🤖 AI Summary
Current deepfake detectors suffer significant performance degradation under query-free, cross-architecture black-box adversarial transfer settings, such as from CNNs to Transformers. To address this challenge, this work proposes ARMOR++, the first multi-agent adversarial attack framework that integrates a large language model (Qwen3) with a vision-language model (Qwen2.5-VL). ARMOR++ leverages semantic-guided spatial priors and a dynamic orchestration mechanism to adaptively schedule and blend five complementary attack primitives: dense optimization, saliency-based perturbation, spatial transformation, frequency-domain perturbation, and block-structure modification.

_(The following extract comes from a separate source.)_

PR #3484, opened 2025-05-01
Set riscv64 cpu to max

shenki:
https://lore.kernel.org/qemu-devel/20250404152750.332791-1-dbarboza@ventanamicro.com/

> [As more] distros use the 'virt' machine, and they'll start building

Evaluated on the AADD-2025 benchmark, ARMOR++ substantially outperforms existing methods, achieving higher blind-target attack success rates across both high- and low-quality inputs and under strong defensive configurations.
📝 Abstract
The reliability of deepfake detectors frequently degrades under black-box adversarial transfer, as these models often rely on fragile, architecture-dependent forensic cues. Existing transfer attacks often lack semantic awareness and struggle to maintain effectiveness under strict no-query constraints, particularly when perturbations are transferred from convolutional surrogates to transformer-based targets. To address these limitations, this paper introduces ARMOR++, a robust multi-agent framework designed for high-transferability deepfake evasion. The framework leverages the Qwen2.5-VL Vision-Language Model (VLM) to supply spatial semantic priors, while the Qwen3 Large Language Model (LLM) orchestrates primitive selection, adaptive hyperparameter reparameterization, and entropy-regularized perturbation mixing. By integrating five complementary primitives, spanning dense optimization, saliency-based methods, spatial transformations, frequency-domain perturbations, and block-structured modifications, ARMOR++ effectively targets heterogeneous inductive biases. Rigorous evaluation on the AADD-2025 benchmark demonstrates that ARMOR++ significantly outperforms existing agentic and non-agentic baselines across both low- and high-quality image regimes. Statistical analysis confirms a substantial gain in blind-target Attack Success Rate (ASR) over the state-of-the-art agentic baseline, with further performance advantages evidenced against non-agentic benchmarks and under robust defensive configurations. These findings highlight a significant residual reliability gap in current deepfake detector deployments and demonstrate the efficacy of agentic orchestration in identifying latent vulnerabilities.